Na morte, surgem sempre moralistas, carpideiras, gente que ensaia proximidades que nunca teve e intimidades ideológicas que nem nos sonhos mais imaginativos aconteceram.
É como se a morte tivesse efeito purificador nos vivos, que herdariam todas as virtudes dos acabados de partir e que por um passe de mágica os aliviassem da toda a má consciência que possam transportar.
Acontece com mais frequência quando os que acabam de falecer deixam uma marca indelével na história da humanidade, pelo seu comportamento, pela sua força, pela sua capacidade de liderar no caminho da superação das fronteiras que nos tornam humanos.

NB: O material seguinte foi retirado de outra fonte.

PR #6329, opened 2024-10-02
removing extra CNAME

shaneknapp:


ryanlovett (approved):
I think the top-level file is not needed. GitHub Pages publication definitely did not work with the top-level file and without `docs/CNAME`.

PR #6347, opened 2024-10-08
[DH-227] in preparation for running git precommits

shaneknapp:
i installed `ruff`, which is a linter and python formatter.  this is the result of `ruff format`


shaneknapp:
i'm just going to merge this...  my test runs of the pre-commit hooks are going to make a bunch of additional changes, which we'll need to be reviewed separately.

Issue #6349, opened 2024-10-09
Request update to R package patchwork for class ph142


paulamarm:
### Package Name

patchwork

### Hub URL

publichealth.datahub.berkeley.edu

### Course Name

Introduction to Probability and Statistics in Biology and Public Health

### Semester Details

Ongoing: Just needs update

### Installation Deadline

Ideally as soon as possible to prevent the instructors from manually making the update every time they use it in materials for lecture!
Currently seeing the following errors appear:
```{r first-sample-250-error, echo=F, eval=F}
## If you are getting an error message like the following:
# Error in Ops.data.frame(guide_loc, panel_loc) :
#'==' only defined for equally-sized data frames
## ... then the issue might be a stale version of the 'patchwork' library. 
## You may be able to clear it up by manually running the following *once*, and then restarting R:
remove.packages('patchwork')
install.packages('patchwork')
```
Thank you!

felder:
@paulamarm can you provide me with what I'd need to enter into the R console to produce your error?

felder:
@paulamarm also can you please confirm the version of patchwork you're requesting?

balajialg:
@paulamarm We figured out that cloning the [PH142-fa24 github repository](https://github.com/ph142-ucb/ph142-fa24) and launching the [following notebook](https://github.com/ph142-ucb/ph142-fa24/blob/efbd1b21bf12ed280978bbf86880ae0ac0c9a15c/lec/Day-11_Intro-probability/Ch09_Intro-probability.Rmd#L257) allowed us to reproduce the issue that you reported. We would appreciate sharing such test cases as part of the request since it takes a lot of admin time to reproduce the issue with minimal information provided. In addition, we were unclear about the version that the package needs to get upgraded to (we eventually figured that it was version 1.3.0)

shaneknapp:
built, tested and about to merge to prod:
```
> packageVersion('patchwork')
[1] ‘1.3.0’
```

https://github.com/berkeley-dsep-infra/datahub/pull/6356

felder:
@paulamarm ok I actually made some significant changes to the image in order to fix a few other R packages that I noticed didn't install successfully as well as to update a number of components.

Details, if you're curious:  
https://github.com/berkeley-dsep-infra/publichealth-user-image/pull/5

[...]

PR #6362, opened 2024-10-10
[DH-394] merge #6361 to prod

felder:
https://jira-secure.berkeley.edu/browse/DH-394 #6349


felder:
Seems to work ok.  Not sure how much time we want to provide for independent testing from the reporter.  Other than that, I think this good to go.

shaneknapp (approved):

shaneknapp:
lgtm, if we don't hear back on #6349 we can merge to prod EOW

PR #6382, opened 2024-10-17
Disable jupyter lab scrollPastEnd.

ryanlovett:
This may prevent buggy scrolling behavior on some notebooks.


balajialg:
@ryanlovett Wow, good stuff reproducing that issue. I couldn't reproduce it when I tried at my end.

ryanlovett:
@balajialg It was happening to me when I was doing something completely different, so I was luckily/unluckily able to use it in this case.

balajialg:
That's awesome @ryanlovett

shaneknapp:
same, i couldn't reproduce it either!

PR #8167, opened 2026-04-08
Update course configuration in common.yaml

yijunge-ucb:
DH-672, to address the request https://github.com/berkeley-dsep-infra/datahub/issues/7778


balajialg:
Merging the changes since the instructor acknowledged it

PR #8183, opened 2026-04-16
[Edx] Removed Edx From Deployment

sean-morris:
- All artifacts related to EdX via a search of the datahub directory are removed
- All references to Edx are removed from remaining files
- Just for the record I did a search of ucb-datahub-2018 GCP project and found nothing related to EdX hanging around:
  - GKE node pools
  - Compute disks
  - Cloud Storage buckets
  - Service accounts


yijunge-ucb (approved):
Looks good to me!

PR #8304, opened 2026-06-16
[DH-688] Update bCourses authorization list in Data8, Stat20 and Data100 hubs for Summer 2026

balajialg:


pancakereport (approved):
DATA course IDs are correct

PR #662, opened 2022-10-21
Add Time#usec spec

timcraft:
Time#usec is already implemented, but a couple of changes required to get the spec passing:

* Float microseconds argument to `Time.at` e.g. `Time.at(0, 3.75)`
* Rational second argument to `Time.local` e.g. `Time.local(1,2,3,4,5,Rational(6.78))`
  (second argument is documented as integer, but the implementation accepts other numeric values)

I've added `TimeObject::convert_rational` to handle the repeated type conversion logic, and changed the `TimeObject::build_time_struct` helper function so that it can store the subseconds.

### DIFF
--- a/include/natalie/time_object.hpp
+++ b/include/natalie/time_object.hpp
@@ -62,6 +62,7 @@ public:
 
 private:
     static struct tm build_time_struct(Env *, Value, Value, Value, Value, Value, Value);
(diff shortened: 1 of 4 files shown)


seven1m (approved):
Nice clean up :+1:

PR #664, opened 2022-10-21
Feature/string#partition

AI-Mozi:
[#217]
It's a bit messy 😅

### DIFF
--- a/src/string_object.cpp
+++ b/src/string_object.cpp
@@ -1959,4 +1959,59 @@ Value StringObject::chop_in_place(Env *env) {
     return this;
 }
 
+Value StringObject::partition(Env *env, Value val) {
+    auto ary = new ArrayObject;
+
+    if (val->is_regexp()) {
+        auto match_result = val->as_regexp()->match(env, this);
+    
+        ssize_t start_byte_index;
+        ssize_t end_byte_index;
+
+        if (match_result->is_nil()){
+            auto empty = new StringObject { "" };
+            return new ArrayObject { this, empty, empty };
+        } else {
+            start_byte_index = match_result->as_match_data()->index(0);
+            end_byte_index = match_result->as_match_data()->ending(0);
+            ary->push(new StringObject(m_string.substring(0, start_byte_index)));
+        }
+
+        ary->push(new StringObject(m_string.substring(start_byte_index, end_byte_index - start_byte_index)));
+
+        auto last_char = start_byte_index + (end_byte_index - start_byte_index);
+        auto len = m_string.length() - 1;
+        if (last_char < static_cast<long>(len)) {
+            ary->push(new StringObject((m_string.substring(end_byte_index, m_string.length() - end_byte_index))));
+            return ary;
+        }
+    } else {
+        if (!val->is_string() && val->respond_to(env, "to_str"_s)) {
+        val = val->send(env, "to_str"_s);
+        }
+        val->assert_type(env, Type::String, "String");
+
+        auto query = val->as_string()->string();
+        auto query_idx = m_string.find(query);
+
+        if (query_idx == -1) {
+            auto empty = new StringObject { "" };
+            return new ArrayObject { this, empty, empty };
+        } else {
+            ary->push(new StringObject(m_string.substring(0, query_idx)));
+        }
+        
+        ary->push(val);
+
+        auto last_char = query_idx + query.length();
+        auto len = m_string.length() - 1;
+        if (last_char < len) {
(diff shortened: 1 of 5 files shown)


src/string_object.cpp
```diff
@@ -1959,6 +1959,62 @@ Value StringObject::chop_in_place(Env *env) {
...
+
+        auto last_char = start_byte_index + (end_byte_index - start_byte_index);
+        auto len = m_string.length() - 1;
+        if (last_char < static_cast<long>(len)) {
+            ary->push(new StringObject((m_string.substring(end_byte_index, m_string.length() - end_byte_index))));
+            return ary;
+        }
+    } else {
+        if (!val->is_string() && val->respond_to(env, "to_str"_s)) {
+        val = val->send(env, "to_str"_s);
```
seven1m, line 1990: I wonder why clang-format didn't catch the indentation issue here... :thinking:

src/string_object.cpp
```diff
@@ -1959,6 +1959,62 @@ Value StringObject::chop_in_place(Env *env) {
...
+
+    if (val->is_regexp()) {
+        auto match_result = val->as_regexp()->match(env, this);
+    
+        ssize_t start_byte_index;
+        ssize_t end_byte_index;
+
+        if (match_result->is_nil()){
+            auto empty = new StringObject { "" };
+            return new ArrayObject { this, empty, empty };
```
seven1m, line 1973: Unfortunately we cannot use the same `empty` object twice:

```ruby
irb(main):002:0> ''.partition(/foo/).map(&:object_id)
=> [180, 200, 220]
```

seven1m: Actually, it looks like we cannot return `this` either! :cry: 

```ruby
irb(main):006:0> s.object_id
=> 240
irb(main):007:0> s.partition(/foo/).map(&:object_id)
=> [260, 280, 300]
```

src/string_object.cpp
```diff
@@ -1959,6 +1959,62 @@ Value StringObject::chop_in_place(Env *env) {
...
+        val = val->send(env, "to_str"_s);
+        }
+        val->assert_type(env, Type::String, "String");
+
+        auto query = val->as_string()->string();
+        auto query_idx = m_string.find(query);
+
+        if (query_idx == -1) {
+            auto empty = new StringObject { "" };
+            return new ArrayObject { this, empty, empty };
```
seven1m, line 1999: Same here as above.

src/string_object.cpp
```diff
@@ -1959,6 +1959,62 @@ Value StringObject::chop_in_place(Env *env) {
...
+        } else {
+            start_byte_index = match_result->as_match_data()->index(0);
+            end_byte_index = match_result->as_match_data()->ending(0);
+            ary->push(new StringObject(m_string.substring(0, start_byte_index)));
+        }
+
+        ary->push(new StringObject(m_string.substring(start_byte_index, end_byte_index - start_byte_index)));
+
+        auto last_char = start_byte_index + (end_byte_index - start_byte_index);
+        auto len = m_string.length() - 1;
```
seven1m, line 1983: I think the naming here is confusing. This isn't `len` (length) -- it's actually the last character index. I'd prefer we use more descriptive names that match what they are, even if it means the names are longer, e.g. `last_char_index` would be fine!

src/string_object.cpp
```diff
@@ -1959,6 +1959,62 @@ Value StringObject::chop_in_place(Env *env) {
...
+            auto empty = new StringObject { "" };
+            return new ArrayObject { this, empty, empty };
+        } else {
+            ary->push(new StringObject(m_string.substring(0, query_idx)));
+        }
+        
+        ary->push(val);
+
+        auto last_char = query_idx + query.length();
+        auto len = m_string.length() - 1;
```
seven1m, line 2007: Same confusing `len` here as above.

seven1m (changes requested):
Very cool! Just a few small fixes, since the specs didn't help much on this one. :grimacing:

src/string_object.cpp
AI-Mozi: Hmm.. so what is the good solution?

seven1m: You'll just have to return an array with three new string objects, unfortunately:

```c++
return new ArrayObject { new StringObject, new StringObject, new StringObject };
```

seven1m:
I guess getting clang-format workflow to work against a fork is kinda hard. :man_shrugging:

seven1m (approved):

seven1m:
clang-format ran on master here: 21df1aaabd21fb01677a3bde711b9411e4fdde05

PR #673, opened 2022-10-23
Add String#getbyte and #setbyte methods

andrykonchin:


src/string_object.cpp
```diff
@@ -579,6 +579,29 @@ size_t StringObject::char_count(Env *env) const {
     return char_count;
 }
 
+Value StringObject::setbyte(Env *env, Value index_obj, Value value_obj) {
+    assert_not_frozen(env);
+
+    int index = IntegerObject::convert_to_int(env, index_obj);
```
seven1m, line 585: Technically `index` could be a larger index, yeah? I think this should use `IntegerObject::convert_to_nat_int_t()`. It may not matter practically, since an `int` could index into a string of 2 Gigs, but it would be nice to match everywhere else we index into strings (which uses either a `size_t` or a `nat_int_t`).

src/string_object.cpp
```diff
@@ -1304,6 +1327,25 @@ Value StringObject::gsub(Env *env, Value find, Value replacement_value, Block *b
     }
 }
 
+Value StringObject::getbyte(Env *env, Value index_obj) const {
+    int index = IntegerObject::convert_to_int(env, index_obj);
```
seven1m, line 1331: Same thing about int vs nat_int_t here as I mentioned above.

src/string_object.cpp
andrykonchin: Fixed.

I would like to squash commits into a single one before merging. Please let me know if there is anything to change.

src/string_object.cpp
```diff
@@ -579,6 +579,29 @@ size_t StringObject::char_count(Env *env) const {
...
+Value StringObject::setbyte(Env *env, Value index_obj, Value value_obj) {
+    assert_not_frozen(env);
+
+    nat_int_t index = IntegerObject::convert_to_nat_int_t(env, index_obj);
+    nat_int_t value = IntegerObject::convert_to_nat_int_t(env, value_obj);
+    nat_int_t length = static_cast<nat_int_t>(m_string.length());
+
+    if (index + length < 0) {
+        env->raise("IndexError", "index {} out of string", index);
+    }
```
seven1m, line 591: I don't understand this check... Is this supposed to check for a negative `index`? If so, why add `length` to it?

src/string_object.cpp
```diff
@@ -579,6 +579,29 @@ size_t StringObject::char_count(Env *env) const {
...
+
+    if (index >= length) {
+        env->raise("IndexError", "index {} out of string", index);
+    }
+
+    if (index < 0) {
+        index += length;
+    }
```
seven1m, line 599: Ahh, here is where we check for a negative index. But let's say the `index` is `-100` and the `length` is only `10`... the resulting `index` will still be negative. :grimacing: 

I think you need to move this code up higher, then check the result is positive.

andrykonchin: Yeah, negative index is a bit tricky.

Index is allowed to have the following values:
```
-length <= index < length
```

Otherwise `IndexError` should be raised.

This incrementing `index += length;` may be placed at the beginning but we still need an original value to form the proper exception message. So just try to avoid adding new local variable with original value here.

Some examples:

```ruby
s = "abc"; s.setbyte(-1, "d".ord); s
# => "abd"
s = "abc"; s.setbyte(-2, "d".ord); s
# => "adc"
s = "abc"; s.setbyte(-3, "d".ord); s
# => "dbc"
s = "abc"; s.setbyte(-4, "d".ord); s
# (irb):11:in `setbyte': index -4 out of string (IndexError)
```

seven1m: OK, I think I get it! This is fine then.

I tend to lean toward readability, so I think I would have created a temporary variable to hold the original value. Or, I would have used `index_obj` for the error message.

But in any case, this works and now I know how to read `if (index + length < 0)` which was a bit too clever for my brain. :laughing: 

:shipit:

seven1m (approved):
Thanks for adding these!

src/string_object.cpp
andrykonchin: 👍

andrykonchin:
I've refactored a bit and squashed working commits.

PR #679, opened 2022-10-25
Fix Float#<=> when other responds to `infinite?`

stevegeek:
Fixes `cmp` to support comparing infinity to rhs which responds to `infinite?`, and updates the spec to current upstream comparison spec.

**A quick point for discussion:**

here I use `->as_integer()` on the Value returned from `infinite?` (which should return `1`, `nil`, or `-1`) after checking for `nil`... however it is possible that an implementation of that method returns a non-integer value. If this is the case an assertion error will occur here.

If we look at Ruby, it handles this by calling `rb_cmpint` which effectively converts the value into an integer of the set of valid values `[-1, 0, 1]`. It does this for non-integer values by calling `< 0` and `> 0` on the object -  https://github.com/ruby/ruby/blob/5ccb625fbbd1e774636a9fdbe0bf1c3d38e085d5/bignum.c#L2969

I could implement that same behaviour here in-line, eg I see this is done in-line here for example: https://github.com/natalie-lang/natalie/blob/99df60fd6a25d9b77dcdbb4b08f0ccfccd746afe/src/time_object.cpp#L97

But I guess a function such as `rb_cmpint` would be better, to be used generally where return values for use with `cmp` need converting (eg in Time as linked above).

However I'm not sure where that function would live in natalie, any thoughts welcome!

### DIFF
--- a/src/object.cpp
+++ b/src/object.cpp
@@ -1166,26 +1166,4 @@ StringObject *Object::to_str(Env *env) {
         result->klass()->inspect_str());
 }
 
-int Object::to_cmp_int(Env *env, Value lhs, Value rhs) {
-    if (is_nil()) {
-        env->raise_not_comparable_error(lhs, rhs);
-    }
-
-    if (is_integer()) {
-        auto i = as_integer();
-        if (i->send(env, ">"_s, { Value::integer(0) })->is_truthy())
-            return 1;
-        if (i->send(env, "<"_s, { Value::integer(0) })->is_truthy())
-            return -1;
-        return 0;
-    }
-
-    if (send(env, ">"_s, { Value::integer(0) })->is_truthy())
-        return 1;
-    else if (send(env, "<"_s, { Value::integer(0) })->is_truthy())
-        return -1;
-
-    return 0;
-}
-
 }
--- a/src/object.cpp
+++ b/src/object.cpp
@@ -1166,4 +1166,26 @@ StringObject *Object::to_str(Env *env) {
         result->klass()->inspect_str());
 }
 
+int Object::to_cmp_int(Env *env, Value lhs, Value rhs) {
+    if (is_nil()) {
+        env->raise_not_comparable_error(lhs, rhs);
+    }
+
+    if (is_integer()) {
+        auto i = as_integer();
+        if (i->send(env, ">"_s, { Value::integer(0) })->is_truthy())
+            return 1;
+        if (i->send(env, "<"_s, { Value::integer(0) })->is_truthy())
+            return -1;
+        return 0;
+    }
+
+    if (send(env, ">"_s, { Value::integer(0) })->is_truthy())
+        return 1;
+    else if (send(env, "<"_s, { Value::integer(0) })->is_truthy())
+        return -1;
+
+    return 0;
+}
+
 }
--- a/include/natalie/env.hpp
+++ b/include/natalie/env.hpp
@@ -54,6 +54,7 @@ public:
     [[noreturn]] void raise_errno();
     [[noreturn]] void raise_no_method_error(Object *, SymbolObject *, MethodMissingReason);
     [[noreturn]] void raise_name_error(SymbolObject *name, String);
+    [[noreturn]] void raise_not_comparable_error(Value lhs, Value rhs);
 
     template <typename... Args>
     [[noreturn]] void raise_name_error(SymbolObject *name, const char *format, Args... args) {
--- a/include/natalie/object.hpp
+++ b/include/natalie/object.hpp
@@ -341,6 +341,10 @@ public:
     StringObject *to_s(Env *env);
     StringObject *to_str(Env *env);
 
+    // If the object value will be returned from `<=>` and used in a comparison,
+    // then this method converts it into an integer in the set {-1, 0, 1}.
+    // If the conversion is not possible, then an ArgumentError is raised.
+    int to_cmp_int(Env *env, Value, Value);
 protected:
     ClassObject *m_klass { nullptr };
 
--- a/include/natalie/object.hpp
+++ b/include/natalie/object.hpp
@@ -341,10 +341,6 @@ public:
     StringObject *to_s(Env *env);
     StringObject *to_str(Env *env);
 
-    // If the object value will be returned from `<=>` and used in a comparison,
-    // then this method converts it into an integer in the set {-1, 0, 1}.
-    // If the conversion is not possible, then an ArgumentError is raised.
-    int to_cmp_int(Env *env, Value, Value);
 protected:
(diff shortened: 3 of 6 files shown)


stevegeek:
For example, these should pass:

```ruby
  it "returns 1 when self is Infinity and other infinite? returns value that responds is neither > or < than 0" do
    obj = Object.new
    def obj.infinite?
      val = Object.new
      def val.<(other)
        false
      end
      def val.>(other)
        false
      end
      val
    end
    (infinity_value <=> obj).should == 1
  end

  it "returns -1 when self is -Infinity and other infinite?=1 via value that responds to > and is greater than 0" do
    obj = Object.new
    def obj.infinite?
      val = Object.new
      def val.>(other)
        true
      end
      val
    end
    (-infinity_value <=> obj).should == -1
  end
```

seven1m:
>But I guess a function such as rb_cmpint would be better, to be used generally where return values for use with cmp need converting (eg in Time as linked above).
>However I'm not sure where that function would live in natalie, any thoughts welcome!

We have the junk drawer that is `natalie.hpp/cpp` -- you can stick a function in there and that would be fine. But perhaps it would make sense to put it on the `Object` class, kind of like we do for `to_s` and `to_str` etc.

stevegeek:
@seven1m Do the latest changes look like they have gone in the right direction? 

If so I could then refactor:
1) places where `to_cmp_int` is needed and currently implemented inline (eg in Time)
2) places where comparison errors are raised to instead use the method I added on `Env` (if its appropriate to add that method...)

src/object.cpp
```diff
@@ -1166,4 +1166,26 @@ StringObject *Object::to_str(Env *env) {
         result->klass()->inspect_str());
 }
 
+int Object::to_cmp_int(Env *env, Value lhs, Value rhs) {
+    if (is_nil()) {
+        env->raise_not_comparable_error(lhs, rhs);
+    }
+
+    if (is_integer()) {
```
stevegeek, line 1174: This conditional is unnecessary

seven1m: Actually, this method is confusing. It accepts `lhs` and `rhs` but doesn't use them??

stevegeek: Yeah it looks odd! It accepts them as in Ruby the error message generated by values which can't be compared contains their class names. So lhs and rhs are forwarded to the error raise method. It's basically the same implementation as the one in Ruby. I'm not sure how strictly natalie follows the message formatting for errors of Ruby but I see these "not comparable" exceptions dotted around the code base and thought we could make a helper to generate them (as in Ruby)

seven1m: Hmm, I see. Still a bit of an odd method. It's just not intuitive how to use it.

I wonder if it would make more sense to remove `lhs` and use `this`.

Or, alternatively, move it off of Object, and make a regular function that takes `lhs` and `rhs`.

stevegeek: Ok thanks for the suggestion @seven1m. It prob makes sense for the method to simply live as a standalone function.

If on Object, its usage would be odd if `lhs` was `this` as the value we are converting is not the `lhs` of the comparison but rather the return value of the thing used in the comparison, eg in the case of `Infinity`s, the `this` here will be the return value of `infinite?` that we are converting (while the `lhs` will be the Infinite itself) or in sort the return value of the block (ie in`.sort { |a, b| c }`,  `c` is the one being converted, while `a` and `b` are the `lhs` and `rhs`)

One option could be to see if that `nil` guard be removed thus negating the need for `lhs` and `rhs`... [Ruby has it](https://github.com/ruby/ruby/blob/5ccb625fbbd1e774636a9fdbe0bf1c3d38e085d5/bignum.c#L2955) but maybe it could be avoided for `nil` guards at the call sites. 

I'll have a look at its usages in Ruby and see what I can do!

Btw for context, here is a case where that `nil` guard comes into play:

```ruby
irb(main):002:0> [1, 2, 3, 4].sort { |a, b| nil}
	20: from /Users/stephen/.asdf/installs/ruby/2.7.2/bin/irb:23:in `<main>'
	19: from /Users/stephen/.asdf/installs/ruby/2.7.2/bin/irb:23:in `load'
	18: from /Users/stephen/.asdf/installs/ruby/2.7.2/lib/ruby/gems/2.7.0/gems/irb-1.4.2/exe/irb:11:in `<top (required)>'
	 1: from (irb):2:in `<main>'
(irb):2:in `sort': comparison of Integer with 2 failed (ArgumentError)
```

The return value from `sort` should be converted into the range [-1, 0 ,1]. Here the value `nil` is being returned from the block, so when passed to `rb_cmpint` (https://github.com/ruby/ruby/blob/5ccb625fbbd1e774636a9fdbe0bf1c3d38e085d5/array.c#L3492) causes the guard to be triggered and raises our error (the `lhs` and `rhs` in this case is just 2 of the integers of the array being compared).

In `natalie` the return value conversion to the necessary range is duplicated and handled inline in various places, eg in `sort` https://github.com/natalie-lang/natalie/blob/f85770c630afb19102b9fd1e595c6381b9702e21/src/array_object.cpp#L1028 (also as the TODO there indicates, the error isnt created how Ruby does it, as it does some logic on the `lhs` before raising as I tried to replicated in `Env::raise_not_comparable_error`)

Btw interestingly for `sort`, the result is different to Ruby here:

```
irb(main):011:0> val = Object.new; def val.<(other); false; end; def val.>(other); false; end; [1, 2, 3, 4].sort { |a, b| val }
=> [1, 2, 3, 4]
```

compared to:
```
TLW:natalie stephen$ ./bin/natalie -e " val = Object.new; def val.<(other); false; end; def val.>(other); false; end; puts [1, 2, 3, 4].sort { |a, b| val }"
[4, 1, 2, 3]
```

Ill see if I can find the root cause of this too!

Sorry for the long discussion!

seven1m:
@stevegeek I had a minute to look at this today and decided to get a better handle on it myself. I made a commit to do pretty much the minimum to get the specs passing, and it looks good to me. I don't see the need for the `to_cmp_int` method right now, so I removed it. If you can think of a test that would exercise it, we can add it back in another PR!

Thanks so much for your work on this, I really appreciate it.

stevegeek:
Ok sure up to you! The point of `to_cmp_int` it to ensure a common and Ruby compatable way of handling the return values that are passed to `<=>`, in all cases where such a thing would happen, eg in Time comparison, Array sort etc, however understand your position! 

Ill see if I can get a set of specs added upstream to `ruby/spec` that make the need for such a method clearer and then if necessary come back to it!

seven1m:
Yeah I think I see why we need the method, but we should have specs/tests driving that. Let's do it in another PR. I'm ok with us adding tests for it in the `test/` directory.

PR #683, opened 2022-10-25
Fix enumerator size for String#each_char and String#each_byte

andrykonchin:
Return string size/byte size (not nil) as an enumerator size when `#each_char`/`#each_byte` are called without a block.

Example:

```ruby
enum = "abc".each_char
enum.size # => 3
```

### DIFF
--- a/spec/core/string/each_byte_spec.rb
+++ b/spec/core/string/each_byte_spec.rb
@@ -48,8 +48,7 @@ describe "String#each_byte" do
 
     describe "returned enumerator" do
       describe "size" do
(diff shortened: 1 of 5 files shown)


spec/core/string/each_byte_spec.rb
```diff
@@ -49,7 +49,7 @@
     describe "returned enumerator" do
       describe "size" do
         # NATFIXME: Make Enumerator#size spec compliant
```
seven1m, line 51: This comment can be deleted now, yes?

seven1m (approved):
Looks good. I'll merge once the checks pass.

PR #690, opened 2022-10-27
Use Object::to_str(Env *) for implicit conversion to String

andrykonchin:
Changes:
- fixed an error message when implicit conversion to String fails because `#to_str` doesn't return String
- fixed several other (not related) error messages (unfortunately they aren't covered with specs)

A common pattern to convert an argument to String:

```ruby
    auto to_str = "to_str"_s;
    if (!arg->is_string() && arg->respond_to(env, to_str))
        arg = arg->send(env, to_str);
    arg->assert_type(env, Object::Type::String, "String");
```

leads to an error message

```
(repl):3:in `include?': no implicit conversion of Integer into String (TypeError)
```

But expected message usually is the following:

```
(irb):59:in `include?': can't convert Object to String (Object#to_str gives Integer) (TypeError)
```

Source code to reproduce the issue (for `String#include?`):

```ruby
a = Object.new
def a.to_str() 1 end
"".include?(a)
```

### DIFF
--- a/src/array_object.cpp
+++ b/src/array_object.cpp
@@ -897,10 +897,9 @@ Value ArrayObject::join(Env *env, Value joiner) {
 
             auto to_str = "to_str"_s;
             auto to_s = "to_s"_s;
-            if (!joiner->is_string() && joiner->respond_to(env, to_str))
-                joiner = joiner->send(env, to_str);
+            if (!joiner->is_string())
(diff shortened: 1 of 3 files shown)


seven1m (approved):
Oh thank you so much! We need to get better about always using the to_str helper!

Nesse momento, os que lhes foram indiferentes em vida vêm citar as suas palavras, quantas vezes descontextualizadas, tentando que a grandeza do falecido dê brilho à mesquinhez dos seus interesses, à menoridade do seu carácter rancoroso ou à sua incapacidade de gerir outra coisa que não a projecção da sua imagem num qualquer espelho que apenas devolve uma irrealidade do seu agrado.
A morte de Mandela é um desses momentos, que transforma hienas em gatinhos, senhores da guerra em amantes da paz, múmias que medem as palavras silaba a silaba em emocionados e respeitosos admiradores.
O povo sul-africano deve a Mandela, e ao movimento que liderou, o fim de um regime desumano e opressivo que segregava seres humanos em função da cor da sua pele e todas as homenagens serão poucas para lembrar o sofrimento infligido por uma minoria sobre a maioria do povo daquele país.
O que custa a engolir é a hipocrisia dos que lhe prestam homenagem, em contradição com a sua prática diária em que prosseguem políticas de verdadeiro apartheid social condenando à miséria milhões de seres humanos em nome da sua supremacia de classe.
Por vergonha ou decoro deveriam abster-se de invocar o nome de Mandela ou de o citar, como se fosse também património seu.
Mandela deixa-nos um legado exemplar, de luta contra tudo o que representam de desigualdades, de ausência de liberdade, de injustiça, de segregação.
São as vítimas do sistema que têm legitimidade para celebrar o exemplo do lutador que nunca se rendeu às inevitabilidades e que entendia que a palavra impossível era apenas uma opinião.
Os outros deveriam respeitosamente remeter-se ao silêncio e, quem sabe, aprender alguma coisa sobre esperança. A esperança que não morre com a morte de um homem maior.